Evolv-1a is a RNA language model that’s free for benchmarking but requires a paid license agreement for business usage. The somewhat muddy line between “benchmarking” and “business usage” is enforced by vigorous litigation. Most companies have minimized legal risk by using a single model system for benchmarking and explicitly guaranteeing that they will never use this model system for any commercial application.
For sociological reasons, tRNA has become the go-to standard for assessing Evolv-1a and its competitors, with virtually every company using tRNA-based model systems as internal benchmarks. This consensus seemed quite safe until a family of tRNA structural mutations was implicated in treatment-resistant depression. 29 of the top 30 pharmaceutical companies had used tRNA as a RNA-language-model benchmark, leaving Takeda free to pursue this target virtually without opposition. Efforts by other companies to acquire tRNA assets from startups were blocked by litigation, while Takeda’s drug is expected to enter Phase 3 later this year.
In future, it is expected that all RNA-language-model benchmarking will occur through shell corporations to mitigate risks of this sort.
DCD-2 is a pocket-conditioned generative model for macrocycles. DCD-2 is completely free to use: simply upload a protein structure, specify the pocket, and DCD-2 will output the predicted binding affinity (with uncertainty estimates) and the structure of the macrocycle in .xsdf format. Unfortunately, .xsdf is a proprietary file format, and decoding the structure back to regular .sdf format requires a special package with a $100K/year license.
PLM-3 is a protein language model that’s free for commercial entities as long as the usage isn’t directly beneficial to the business. The phrase “directly beneficial” is not clearly defined in the license agreement, though, leading to grey areas:
The company behind PLM-3 has been hiring large numbers of metaphysicists, suggesting that they plan to pursue aggressive litigation in this space.
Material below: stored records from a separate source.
PR #4151, opened 2023-03-09
BGDIDIC-1789: Rounding coordinates and alti to .3f

rebert:
- The datenherr wishes to have the coordinates rounded on .3f

  This will only be visible in the tooltip. The data and the model

  are currently holding the easting and northing together as a string


chsdi/templates/htmlpopup/fixpunkte.mako
```diff
@@ -9,13 +9,27 @@
       return value if c['layerBodId'] in result else result
 %>
 </%def>
+<%def name="fengshui_coord(coord)">
```
marionb, line 12: Interesting name :+1:

marionb (approved):
code LGTM thanks!

PR #4152, opened 2023-03-09
BGDIDIC-1789: Fixing tooltip when no alti is provided

rebert:


chsdi/templates/htmlpopup/fixpunkte.mako
```diff
@@ -22,14 +22,22 @@
       return coord 
 %>
 </%def>
+<%def name="format_alti(alti)">
+<%
+    if alti is None:
+      return '-'
+    else:
+      return '{0:.3f}'.format(alti)
```
marionb, line 30: You don't need this `else` since you already have a return statement in the `if`
And If you want to compress it to one line you can write
```suggestion
return '-' if alti is None else '{0:.3f}'.format(alti)
```

marionb (approved):

chsdi/templates/htmlpopup/fixpunkte.mako
marionb: But it will also work what you have ;-)

PR #909, opened 2021-07-09
SelectSeq rewritten as fold

### LINKED ISSUE #873: [FEATURE] implement Sequences.SelectSeq?
Having #866, it should be trivial. Most likely, we can just define `SelectSeq` via fold over sequences.

Kukovec:

closes #873

### DIFF
--- a/tla-pp/src/main/scala/at/forsyte/apalache/tla/pp/SelectSeqAsFold.scala
+++ b/tla-pp/src/main/scala/at/forsyte/apalache/tla/pp/SelectSeqAsFold.scala
@@ -1,0 +1,87 @@
+package at.forsyte.apalache.tla.pp
+
+import at.forsyte.apalache.tla.lir.oper.{ApalacheOper, TlaActionOper, TlaControlOper, TlaFunOper, TlaOper, TlaSeqOper}
+import at.forsyte.apalache.tla.lir.{
+  BoolT1, LetInEx, NameEx, OperEx, OperParam, OperT1, SeqT1, TlaEx, TlaOperDecl, Typed, TypingException
+}
+import at.forsyte.apalache.tla.lir.transformations.{TlaExTransformation, TransformationTracker}
+
+/**
+ * Replaces instances of SelectSeq, using the following definition:
+ *
+ * SelectSeq(seq, Test(_)) == LET CondAppend(s,e) == IF Test(e) THEN Append(s, e) ELSE s
+ *                            IN FoldSeq( CondAppend, <<>>, seq )
+ */
+class SelectSeqAsFold(nameGenerator: UniqueNameGenerator, tracker: TransformationTracker) extends TlaExTransformation {
+
+  override def apply(expr: TlaEx): TlaEx = {
+    transform(expr)
+  }
+
+  def transform: TlaExTransformation = tracker.trackEx {
+    case OperEx(TlaSeqOper.selectseq, seqEx, testNameEx @ NameEx(operName)) =>
+      // Sanity check on types
+      val seqElemType = seqEx.typeTag match {
+        case Typed(SeqT1(a)) => a
+        case badType         => throw new TypingException(s"Argument $seqEx expected to have type Seq(a), found $badType.")
+      }
+
+      testNameEx.typeTag match {
+        case Typed(OperT1(Seq(`seqElemType`), BoolT1())) => () // all good
+        case badType =>
+          throw new TypingException(s"$operName expected to have type ($seqElemType) => Bool, found $badType.")
+      }
+
+      // Prep fresh names for the operator and its params
+      val condAppOperName = nameGenerator.newName()
+      val sParamName = nameGenerator.newName()
+      val eParamName = nameGenerator.newName()
+
+      def e(): NameEx = NameEx(eParamName)(Typed(seqElemType))
+      def s(): NameEx = NameEx(sParamName)(seqEx.typeTag)
+
+      // IF Test(e) THEN Append(s,e) ELSE s
+      val condAppBody =
+        OperEx(
+            TlaControlOper.ifThenElse,
+            OperEx(TlaOper.apply, testNameEx, e())(Typed(BoolT1())),
+            OperEx(TlaSeqOper.append, s(), e())(seqEx.typeTag),
+            s()
+        )(seqEx.typeTag)
+
+      val condAppDecl =
+        TlaOperDecl(
+            condAppOperName,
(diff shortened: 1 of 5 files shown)


tla-pp/src/main/scala/at/forsyte/apalache/tla/pp/SelectSeqAsFold.scala
```diff
@@ -0,0 +1,87 @@
...
+  override def apply(expr: TlaEx): TlaEx = {
+    transform(expr)
+  }
+
+  def transform: TlaExTransformation = tracker.trackEx {
+    case OperEx(TlaSeqOper.selectseq, seqEx, testNameEx @ NameEx(operName)) =>
+      // Sanity check on types
+      val seqElemType = seqEx.typeTag match {
+        case Typed(SeqT1(a)) => a
+        case badType         => throw new TypingException(s"Argument $seqEx expected to have type Seq(a), found $badType.")
```
shonfeder, line 26: Is type checking not done by this point in the rewriting?

tla-pp/src/main/scala/at/forsyte/apalache/tla/pp/SelectSeqAsFold.scala
```diff
@@ -0,0 +1,87 @@
...
+
+      LetInEx(foldEx, condAppDecl)(foldEx.typeTag)
+
+    case ex @ OperEx(op, args @ _*) =>
+      val newArgs = args map transform
+      if (args == newArgs) ex else OperEx(op, newArgs: _*)(ex.typeTag)
+
+    case ex @ LetInEx(body, defs @ _*) =>
+      // Transform bodies of all op.defs
+      val newDefs = defs map tracker.trackOperDecl { d => d.copy(body = transform(d.body)) }
```
shonfeder, line 75: how come we need to map using the `tracker.trackOperDecl` and `copy` etc here, but don't need any of that when mapping over the operator arguments on line 70?

tla-pp/src/main/scala/at/forsyte/apalache/tla/pp/SelectSeqAsFold.scala
```diff
@@ -0,0 +1,87 @@
+package at.forsyte.apalache.tla.pp
```
shonfeder, line 1: I'd suggest adding some unit tests for this.

shonfeder (changes requested):
Just one change request, which is the addition of unit tests for the transformation. Let me know if you that's inappropriate for some reason.

Other comments are just questions for my own edification.

tla-pp/src/main/scala/at/forsyte/apalache/tla/pp/SelectSeqAsFold.scala
Kukovec: It should be, but I have to do a match to read the inner `a` value anyway, so the other case is just a safeguard.

shonfeder: If it should be type checked, I'd suggest not repeating the checks here. That can lead to maintenance issues and weird divergence of behavior. I think it's better to just ensure we do the checking properly in the appropriate phase.

tla-pp/src/main/scala/at/forsyte/apalache/tla/pp/SelectSeqAsFold.scala
Kukovec: `transform` calls `tracker.trackEx`, but `trackEx` operates over `TlaEx` not `TlaDecl`. L75 is a `Decl => Decl` transformation (which transforms the declaration by modifying its body) , whereas  L70 is an `Ex => Ex` transformation.

tla-pp/src/main/scala/at/forsyte/apalache/tla/pp/SelectSeqAsFold.scala
Kukovec: This is somewhat related to discussions we've had with Igor on this topic, i.e. whether to do unit tests or integration tests. The short version is, that it's very tedious to unit test processing passes, because you'd have to write tests that check if your transformed value has a very specific syntactic shape. OTOH, the tests in `SelectSeqTests` implicitly require that the transformation produces the result we expect, but are significantly easier to write. Unless there's some particular property of the transformation you'd like to verify in unit testing, integration testing suffices, IMO.

tla-pp/src/main/scala/at/forsyte/apalache/tla/pp/SelectSeqAsFold.scala
shonfeder: Ah, I see.Thanks for explaining.

tla-pp/src/main/scala/at/forsyte/apalache/tla/pp/SelectSeqAsFold.scala
Kukovec: Counterpoint: writing such sanity checks (which are cheap anyway, because I need to pattern match with the first case anyway) actually frees us from the implicit assumption and dependency, and it makes this pass movable in the pass order. Pass dependencies have historically been a big pain point.

tla-pp/src/main/scala/at/forsyte/apalache/tla/pp/SelectSeqAsFold.scala
shonfeder: Ok. Make sense.

tla-pp/src/main/scala/at/forsyte/apalache/tla/pp/SelectSeqAsFold.scala
shonfeder: My concern is not for the computational cost, but for the maintenance. 

If we end up moving this above the type checking level, then, wouldn't it be incorrect for it to be doing it's own type checking? To my mind, this actually makes the transformation less portable and less general. (E.g., it cannot be used on untyped code.)

If we end up imposing an improved system for giving errors on type checking fails, and we've peppered these kinds of adhoc sanity checks through the code, we're going to have to track down every case do duplicate work. Or else maybe we miss them, and we end up with two different kinds of errors reported. Ditto regarding unnecessary re-work if we change the name or representation of the type.

I won't block on this, but I don't see how it's a value add, and do foresee allowing this kind of sanity check to lead to maintenance issues and needless code bloat.

shonfeder (approved):

PR #933, opened 2021-07-27
RFC-010: Transition Exploration Server

### LINKED ISSUE #815: Write RFC to propose architecture for server mode
Prerequisite for #730

As per discussion in planning, I'll have a first crack at getting this in shape. It should propose (at least):

- [ ] Basic architecture for running in server mode
- [ ] Approach to an RPC interface to the transition executor module's API
- [ ] Some considerations around extensibility, so we can later implement LSP support or similar in a natural way

shonfeder:
Closes #815

This PR presents an RFC proposing the preliminary design for a Transition
Exploration Server, as described in more detail in the document.

I should give this one more read through, to catch typos etc., before asking for
review


shonfeder:
Thanks for the review!

> The passes up to the BMC pass essentially implement load() and the incrementality should be mostly supported by SeqModelChecker/TransitionExecutor

Yep, this is what I meant to indicate. I've tweaked the language to make this more explicit.

> I would have liked for the RFC to specify the CLI in more detail though, since that's what I imagine to be the biggest reason for having such a server (e.g. for use in MBT automation).

Note that the current proposal is not scoped to include the **client** CLI at all. The current assumption is that MBT will communicate with the server via RPC calls, not vial shelling out the command line. As indicated in the section on the protocol, we can implement a CLI client as a special case. But I've currently left that for followup work.

In any case, I would expect the CLI client to be a very direct and translation of the RPC calls, so, e.g.,

```sh
$ apalache-mc client configure <URL:PORT>
$ apalache-mc client reset
$ apalache-mc client load-model Spec.tla
# etc..
```

However if you (or the MBT team) think the CLI client should be part of this proposal, I'm happy to expand the scope. What do you think?

If you were talking about the CLI for starting the server, I imagine that to be as simple as `apalache-mc server start` (with maybe some utility flags that will be added along the way, but none occur to me). Do you think more will be involved here?

docs/internal/rfc/002rfc-transition-explorer.md
```diff
@@ -0,0 +1,323 @@
...
+   *
+   * Since the number of computable initial states can be infinite, an upper
+   * limit must be set.
+   *
+   * @params max the maximum number of initial states to return (default to 100)
+   * @params start the nth state to begin fetching from (defaults to 0)
+   * @return `Some(exprs)` where `exprs` are `n` computed initial states, with
+   *         `n` <= `max`, or `None` if no model is loaded.
+   */
+  def initialStates(max: Int = 100, start: Int = 0): Option[TlaEx]
```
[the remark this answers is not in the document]
shonfeder: Ah yeah. I think this should be a list of states, actually. Thanks!

docs/internal/rfc/002rfc-transition-explorer.md
```diff
@@ -0,0 +1,323 @@
...
+
+  /**  The initial state predicates given in the spec  */
+  def initialStatePredicates: Option[List[TlaEx]]
```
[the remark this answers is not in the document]
shonfeder: I think i just had the plurality in mind from the previous method. I think this should be singular!

docs/internal/rfc/002rfc-transition-explorer.md
```diff
@@ -0,0 +1,323 @@
...
+
+  /** The action predicates defining "next" transitions given in the spec
+   *
+   */
+  def actions: Option[List[TlaEx]]
+
+  /** The invariants defined by the spec */
+  def invariants: Option[CheckerInputVC]
```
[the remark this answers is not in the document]
shonfeder: Cause I thought the segregation of the invariants that appears in the `ChevkerInputVC` (considered as a struct) is quite helpful. My idea is that we will return a dictionary representing this data and the associated fields. What do you think?

docs/internal/rfc/002rfc-transition-explorer.md
```diff
@@ -0,0 +1,323 @@
...
+
+  /** Setting constants will also reset the explorer, if an exploration is 
+   * underway
+   */
+  def initializeConstants(Map[TlaExp, TlaExp]): Either[LoadErr, Unit]
+
+  /** Gives a map of constants to their current values */
+  def constants: Option[Map[TlaEx, Option[TlaEx]]]
```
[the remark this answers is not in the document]
shonfeder: My logic was that this would let the method serve both as a way of listing the current values of the constants as a way of listing which constants there are (in case none have been set). I see what you mean about the implication that some be left absent tho.

Do you think I should add two different methods like `constants: Option[List[TlaEx]]` and `constantValues: Option[Map[TlaEx, TlaEx]]`?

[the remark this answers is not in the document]
Kukovec: Not sure you need a method for that, `constants` would just be `constantValues map { _.keys }`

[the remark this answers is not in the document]
shonfeder: Might be a slight misunderstanding. Of course if we are in our code base we don’t need a method for it. But the api here will be exposed via gRPC, and the clients will not have access to constantValues if we don’t explicitly then a method.

How this RFC is meant to be read is that the input types of the method signatures given here specify the requests the server will handle and the output types specify the replies the server will send in response.

I’ll think about what to add to make that clearer.

but the question here remains: do we want one endpoint for fetching the the constants and their values, or two: one to fetch just the constants (in case they aren’t set) and another to fetch their values if they have been set.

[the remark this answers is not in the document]
Kukovec: I see what you mean. In my mind, the server should never be in a partially configured state, where it has received the spec, but the constants remain uninitialized. It should be possible to swap constant values, sure, but I would still require some constants be a part of the initialization. In that sense, there is only one option, fetching both the constants and the values.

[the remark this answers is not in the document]
shonfeder: In that case, we would have to change the `loadSpec` endpoint to receive the constants values as well.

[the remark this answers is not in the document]
Kukovec: Yes, but I think it's ultimately for the better.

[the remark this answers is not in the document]
shonfeder: Cool. I've made that change, and I've also added a short, concrete example sketching out how the actual implementation will look using gRPC.

shonfeder:
Just had a long meeting in which the aim and scope of the API we mean to expose has been corrected and clarified. The correction and clarification is thanks to patient explanation and insight from @konnov and @Kukovec, and to illuminating contributions from @danwt.

I’ll update the issue with details clarifying the new aim tomorrow.

shonfeder:
TODOs suggested by @Kukovec and @konnov in our planning meeting yesterday:

- [ ] Rework RFC to expose an API grounded in the symbolic model checking perspective, since this is the unique strength of Apalache.
- [ ] Add a couple example usecases (Igor)
- [ ] Make available transitions returned as a map from operator names to expressions (Jure)
- [ ] Add consideration of more interesting use cases like:
  - Implementing a repl (Igor)
  - Grafing new constraints into spec (Igor, @danwt)
  - Include discussion of mutable vs. immutable aspects of spec (Jure)

konnov:
by the way, can we sync the RFC numbers with ADR numbers, so we don't have the same number for RFC and ADR?

shonfeder:
> by the way, can we sync the RFC numbers with ADR numbers, so we don't have the same number for RFC and ADR?

Given that they are two very different kinds of documents, shouldn't they have different numbers?

konnov:
I don't know. We don't have too many of them, so I would prefer to have unique numbers for all of them.

shonfeder:
I've tweaked the RFC to reflect our discussion, at least the best of my abilities at the moment. I think it'd be good to get another review here, and either work off of concrete suggestions given in the review or begin moving forward with the implementation work.

konnov:
What I just realized is that we never discussed that this server is supposed to be stateful. One can see that from the API. Shall we introduce a session id to all queries? For the moment, it would be just a safety measure for the case, when two clients connect concurrently and mess up the state of the model checker. In the future, we could use the session id to balance the load between multiple servers.

konnov:
Also, for me the basic litmus test of this API would be about whether we could implement https://github.com/informalsystems/apalache/blob/unstable/tla-bmcmt/src/main/scala/at/forsyte/apalache/tla/bmcmt/SeqModelChecker.scala as a client.

docs/internal/rfc/009rfc-transition-explorer.md
```diff
@@ -0,0 +1,459 @@
...
+ *
+ * E.g., an execution from `s1` to `sn` with transitions `ti` for each `i` in `1..n-1`:
+ * 
+ *     List((s1, Some(t1)), (s2, Some(t2)), ..., (sn, None))
+ */
+type Execution = List[(State, Option[Transition])]
+
+trait UninitializedModel = {
+  val spec: TlaModule
+  val transitions: Set(Transition)
```
konnov, line 214: Shall we have a sequence of transitions instead of a set? It's often important to know the order of the transitions.

docs/internal/rfc/009rfc-transition-explorer.md
```diff
@@ -0,0 +1,459 @@
...
+type Model = Either[UninitializedModel, InitializedModel]
+
+/**  The type of errors that can result from failures when loading a spec. */
+type LoadErr
+
+/**  The type of errors that can result from failures to assert a constraint. */
+type AssertErr
+
+/**  The type of errors that can result from checking satisfiability of a frame. */
+type SatError
```
konnov, line 239: Just curious, are you going to use case classes for these errors? It's not clear to me why we want to define error types like that.

docs/internal/rfc/009rfc-transition-explorer.md
```diff
@@ -0,0 +1,459 @@
...
+
+  /** Used internally */
+  private def connection(): Connection
+
+  /**  Create a transition explorer
+   *
+   * Establishes the connection and a running session
+   *
+   * The channel is managed by the gRPC framework. */
+  def apply(channel: Channel): TransEx
```
konnov, line 254: that method should be in a companion singleton, right?

docs/internal/rfc/009rfc-transition-explorer.md
```diff
@@ -0,0 +1,459 @@
...
+  def applyTransition(transition: Transition): Either[AssertErr, Unit]
+
+  /** Assert a constraint into the current frame
+   *
+   *  Interface to `assertState` */
+  def assert(assertion: TlaEx): Either[AssertErr, Unit]
+
+  /** The example of an execution from the an initial state up to the current symbolic state
+   *
+   * TODO: I don't know how it is expected to obtain multile different executions. */
```
konnov, line 313: We will be able to enumerate multiple transitions in a loop like:
  - `sat`
  - `execution`
  - `assert(<the execution is different from the last one>)`
  - `sat`
  - `execution`
  - ...

There are many ways to exclude executions. One of them is by using the view mapping.

docs/internal/rfc/009rfc-transition-explorer.md
```diff
@@ -0,0 +1,459 @@
...
+   * @param aux auxiliary modules that may be required by the root module
+   * @return `Left(LoadErr)` if parsing or loading the model from `spec` goes
+   *          wrong, or `Right(UninitializedModel)` if the model is loaded successfully.
+   */
+  def loadModel(spec: String, aux: List[String] = List()): Either[LoadErr, UninitializedModel]
+
+  /** Initialize the constants of a model
+   *
+   * This will always also reset an exploration back to its initial frame. */
+  def initializeConstants(constants: Map[String, TlaEx]): Either[AssertErr, InitializedModel]
```
shonfeder, line 285: This part probably requires special note:

- @Kukovec previously asked that it be impossible to load a module that was in an invalid state, suggesting instead that the constants be initialized when the model is loaded.
- @konnov subsequently requested that we *not* initialize the constants when the model is created, and that we instead just have a single method to assert constraints, and use that also for initializing constants. We all discussed that it seems reasonable to want to load a model even when it cannot be run, as there as the model object returned has lots of useful information that users may want (including, e.g., a list of constants, which they may not know before parsing the spec).

I'm here suggesting a mix:

- Use types that will give us static guarantees internally about when a model can be run (and maybe return this data also to users?)
- Allow initializing constants after load, but use a higher-level method rather than making users go through `assertConstraint`. I opted for this given that the `TransitionExecutor` also has an `initializeConstants` method, and it seems unkind to not give our users the same helper methods we give our programmers.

Telos-1 is a Boltzmann generator for biopolymers. Telos-1 is free for any usage where the ultimate purpose is charitable—so research towards the public good is permitted, but research that’s intended to make money is banned. This worked as intended until Novo Nordisk sued, arguing that since they’re owned by the non-profit Novo Nordisk Foundation, the ultimate purpose of all their research is charitable. The lawsuit is ongoing.
NP-2 is a neural network potential that can only be used by non-profits. Originally, this was construed as only organizations possessing 501(c)(3) non-profit status—but after heartfelt appeals from small biotech startups, the company behind NP-1 agreed that companies that were losing money could also qualify as non-profits, since they weren’t actually making any profit.
This led to a predictable wave of financial engineering, and most pharmaceuticals started outsourcing all calculations to shell corporations. These corporations must be “losing money” each quarter, but this simply refers to the operating cash flow. So the shell corporation can simply be spun out with an initial capital outlay of ten million dollars or so, and then calculations can be sold below cost to the parent company until the money runs out.
These companies were originally intended to be disposable, but it turns out that the business model of “sell ML inference to pharma below cost” was very appealing to venture capitalists. Negative unit margins are commonplace in AI right now, and unlike other AI-for-drug-design startups, the shell corporations actually had meaningful enterprise traction. The largest of these companies, EvolvAI (formerly “Merck Sharp Dolme Informatics Solutions 1”) just closed a $200M Series D financing round despite no conceivable path to profitability.